Too wrung out to bother with denial, I said, “He saw me Walk. I didn’t have a choice.”
His eyebrows lifted, two furry white caterpillars arching in unison. “He left in an awful hurry. You two have a falling out?”
“His mom is sick. He wanted me to bring back a cure from the Echoes.”
“From the look on your face, I’d guess you told him no.”
I picked up one of the cookies, but my stomach rebelled. “What was I supposed to tell him? We don’t know what could happen, especially with the anomaly causing so many problems. He doesn’t understand what’s at stake.”
“Does anyone? You toss around the word ‘infinity’ like you know what it means, but you’ve not the faintest idea. None of us do. Whatever you imagine, whatever you think you know, infinity stretches farther. It’s a bit like people. They’re capable of so much more than they realize.”

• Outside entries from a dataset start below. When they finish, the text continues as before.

PR #2415, opened 2026-09-08
Bump go to 1.27 and fix linter and api issues

loosebazooka:
Just a more up-to-date version of #2394 with some fixes and rebased on main

#### Release Note
Update go to 1.27

PR #2431, opened 2026-09-17
Restore Go 1.26 support by gating ML-DSA behind go1.27 build tags

### LINKED ISSUE #2430: go 1.27.0 directive in v1.10.10 forces all consumers onto Go 1.27
**Description**

#2415 bumped the `go` directive of every module to `1.27.0`. As far as I can tell the only code that needs Go 1.27 is the ML-DSA support from #2416 and #2417, which imports `crypto/mldsa`. The rest of the tree builds and passes tests on Go 1.26 unchanged.

Because the `go` directive is a hard minimum for module consumers, v1.10.10 cannot be vendored by any project that still supports Go 1.26, which is a currently supported Go release:

```
$ go version
go version go1.26.8 linux/arm64
$ go build ./...
go: go.mod requires go >= 1.27.0 (running go 1.26.8; GOTOOLCHAIN=local)
```

podman-container-tools/container-libs (the image, storage and common libraries behind podman, buildah, skopeo and CRI-O) builds on the two currently supported Go releases, so the Renovate update to v1.10.10 was blocked for that reason: https://github.com/podman-container-tools/container-libs/pull/1166#issuecomment-5712213475. It stays on v1.10.9 until Go 1.28 ships and 1.26 goes EOL. Distributions that ship the previous Go toolset hit the same wall.

Proposal: restore `go 1.26.0` and gate the ML-DSA code behind `//go:build go1.27`, with `!go1.27` stubs so that ML-DSA keys degrade to the existing "unsupported key type" errors and the `ML_DSA_*` registry entries are absent on older toolchains. On Go 1.27 and later behaviour and the exported API are unchanged.

I have a PR ready that does this and is verified on both Go 1.26 and 1.27.

**Version**

sigstore/sigstore v1.10.10 (main at 4f4c3f8). Reproduced with Go 1.26.8 linux/arm64.

harche:
Resolves #2430

#### Summary

#2415 raised the `go` directive to 1.27.0 because the ML-DSA support from #2416 imports `crypto/mldsa`, so v1.10.10 cannot be used by any consumer still building with Go 1.26, a supported release. See #2430, the downstream-impact discussion on #2415 (https://github.com/sigstore/sigstore/pull/2415#issuecomment-5626813605), and the blocked update in container-libs (https://github.com/podman-container-tools/container-libs/pull/1166#issuecomment-5712213475).

Restore `go 1.26.0` in all modules and gate every `crypto/mldsa` reference behind `//go:build go1.27`, with `!go1.27` stubs. On Go 1.27+ behaviour and the exported API are unchanged. On Go 1.26 the ML-DSA types are absent, the `ML_DSA_*` algorithms are not registered, and ML-DSA keys fall through to the existing "unsupported key type" errors. The ML-DSA tests move to `go1.27`-tagged files with no assertions dropped.

CI runs the unit-test matrix on 1.26.x and 1.27.x; the 1.26 leg is what stops a future change from raising the floor again. Lint and CodeQL pin Go 1.27.x so the gated files are still analysed.

Tested with `go mod tidy`, build, test, `go test -race` and golangci-lint v2.13 on both Go 1.26.8 and 1.27.1.

#### Release Note

Restored support for Go 1.26. ML-DSA support is only compiled with Go 1.27 or later.

#### Documentation

README updated in this PR; no docs.sigstore.dev change needed.


.github/workflows/codeql.yml
```diff
@@ -44,15 +44,12 @@ jobs:
...
-        run: |
-          awk -F'[ .]' '/^go /{print "version=" $2 "." $3; exit}' go.mod >>"${GITHUB_OUTPUT}"
-
+      # Scan with the newest supported Go so that files gated behind
+      # "//go:build go1.27" (ML-DSA support) are included in the analysis.
       - name: Set up Go
         uses: actions/setup-go@b7ad1dad31e06c5925ef5d2fc7ad053ef454303e # v7.0.0
         with:
-          go-version: "${{ steps.go_version.outputs.version }}"
+          go-version: 1.27.x
```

I broke the cookie in half, and in half again, until crumbs showered the countertop. “He’s never going to speak to me again.”
“Bah. Do you trust him?”
Underneath the hurt and the doubt, the answer was as clear as the Key World. “I do. There’s something about him . . . I don’t know what it is, but he matters.”
“I don’t doubt it. And if there was a way to save his mother without risking the Key World, would you?”
“Of course.”
“Tell him so. And then find a way to do it.” He twinkled at me. “Infinity, Del. Anything is possible.”
CHAPTER FORTY-TWO
DESPITE MONTY’S PEP talk, I wasn’t ready to tell Simon anything. I was a collection of hurt feelings and unanswered questions. Better to go to him when I had something worthwhile to offer. Something more than myself.
Over dinner, everyone was subdued, lost in their own thoughts. “Things didn’t go well with the Consort today?” Addie finally asked.
“We’re not making the progress we’d like,” my mom said.
“I did some research today,” Addie said. “I have a theory about the anomaly.”
My mom set her fork down. “I thought we made it clear that you were to stay away from the situation.”
“You did. But Councilman Lattimer thinks I could be helpful.”
Monty made a face like a petulant child.
“Delightful,” Mom said. “Did a member of the Consort give you express permission to involve yourself with a classified situation?”
“Not exactly,” Addie said. “But I thought . . .”
My dad said, more kindly, “It’s nice that you want to help, honey. But this isn’t a school project. We need you to focus on your apprenticeship and keeping your sister out of trouble. Leave this to the adults.”